§ **WORK REQUEST**:
Would you output the entries below only from the line containing "PR #425, opened 2015-07-06" through the line containing "Hopefully should be fixed by #441", exactly as they stand and with both ends included?

[Collected data entries]
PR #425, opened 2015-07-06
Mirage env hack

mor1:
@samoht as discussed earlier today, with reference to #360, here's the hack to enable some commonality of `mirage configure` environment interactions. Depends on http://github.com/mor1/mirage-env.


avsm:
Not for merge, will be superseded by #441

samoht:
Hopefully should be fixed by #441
--
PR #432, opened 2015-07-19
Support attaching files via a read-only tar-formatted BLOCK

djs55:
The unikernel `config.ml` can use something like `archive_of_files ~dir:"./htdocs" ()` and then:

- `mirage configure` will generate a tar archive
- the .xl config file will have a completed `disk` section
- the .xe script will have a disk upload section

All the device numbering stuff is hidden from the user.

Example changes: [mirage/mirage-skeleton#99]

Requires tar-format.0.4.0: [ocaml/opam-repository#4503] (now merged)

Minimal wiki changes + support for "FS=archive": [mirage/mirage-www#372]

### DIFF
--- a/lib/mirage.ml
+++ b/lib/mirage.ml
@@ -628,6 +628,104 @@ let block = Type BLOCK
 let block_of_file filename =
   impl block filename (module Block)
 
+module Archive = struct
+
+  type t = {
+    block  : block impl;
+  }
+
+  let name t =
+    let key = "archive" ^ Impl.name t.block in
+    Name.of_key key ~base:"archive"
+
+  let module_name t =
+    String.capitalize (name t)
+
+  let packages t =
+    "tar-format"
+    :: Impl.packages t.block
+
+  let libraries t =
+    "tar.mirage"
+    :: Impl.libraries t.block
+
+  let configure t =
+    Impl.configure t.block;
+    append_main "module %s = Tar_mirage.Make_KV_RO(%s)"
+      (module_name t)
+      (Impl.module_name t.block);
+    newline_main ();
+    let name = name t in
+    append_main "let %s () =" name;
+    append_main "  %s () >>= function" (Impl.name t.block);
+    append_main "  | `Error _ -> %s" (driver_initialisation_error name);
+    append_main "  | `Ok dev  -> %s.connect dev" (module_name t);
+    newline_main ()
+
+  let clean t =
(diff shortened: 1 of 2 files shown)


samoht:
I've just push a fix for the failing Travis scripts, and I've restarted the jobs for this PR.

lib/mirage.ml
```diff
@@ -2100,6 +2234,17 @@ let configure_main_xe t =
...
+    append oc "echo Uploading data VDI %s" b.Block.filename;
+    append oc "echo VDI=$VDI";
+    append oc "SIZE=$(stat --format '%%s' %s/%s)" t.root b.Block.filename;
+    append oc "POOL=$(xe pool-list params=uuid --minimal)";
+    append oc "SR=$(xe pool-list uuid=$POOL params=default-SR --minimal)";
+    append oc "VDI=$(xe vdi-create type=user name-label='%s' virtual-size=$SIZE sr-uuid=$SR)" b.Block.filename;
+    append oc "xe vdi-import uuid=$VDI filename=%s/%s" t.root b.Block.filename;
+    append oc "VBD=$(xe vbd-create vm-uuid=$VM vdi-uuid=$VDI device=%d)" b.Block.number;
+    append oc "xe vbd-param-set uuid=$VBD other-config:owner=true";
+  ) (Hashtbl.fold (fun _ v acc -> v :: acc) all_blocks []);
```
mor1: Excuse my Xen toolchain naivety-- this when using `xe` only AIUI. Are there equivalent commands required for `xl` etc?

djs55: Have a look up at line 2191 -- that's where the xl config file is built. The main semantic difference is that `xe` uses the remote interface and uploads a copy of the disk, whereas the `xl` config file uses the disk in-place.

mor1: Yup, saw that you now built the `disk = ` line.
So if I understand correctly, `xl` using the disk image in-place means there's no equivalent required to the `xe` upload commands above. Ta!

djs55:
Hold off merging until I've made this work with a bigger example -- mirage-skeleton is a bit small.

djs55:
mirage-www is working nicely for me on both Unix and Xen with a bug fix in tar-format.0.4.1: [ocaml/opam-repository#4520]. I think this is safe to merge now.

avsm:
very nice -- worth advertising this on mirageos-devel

§ **OUTPUT OF THE TASK**:
PR #425, opened 2015-07-06
Mirage env hack

mor1:
@samoht as discussed earlier today, with reference to #360, here's the hack to enable some commonality of `mirage configure` environment interactions. Depends on http://github.com/mor1/mirage-env.


avsm:
Not for merge, will be superseded by #441

samoht:
Hopefully should be fixed by #441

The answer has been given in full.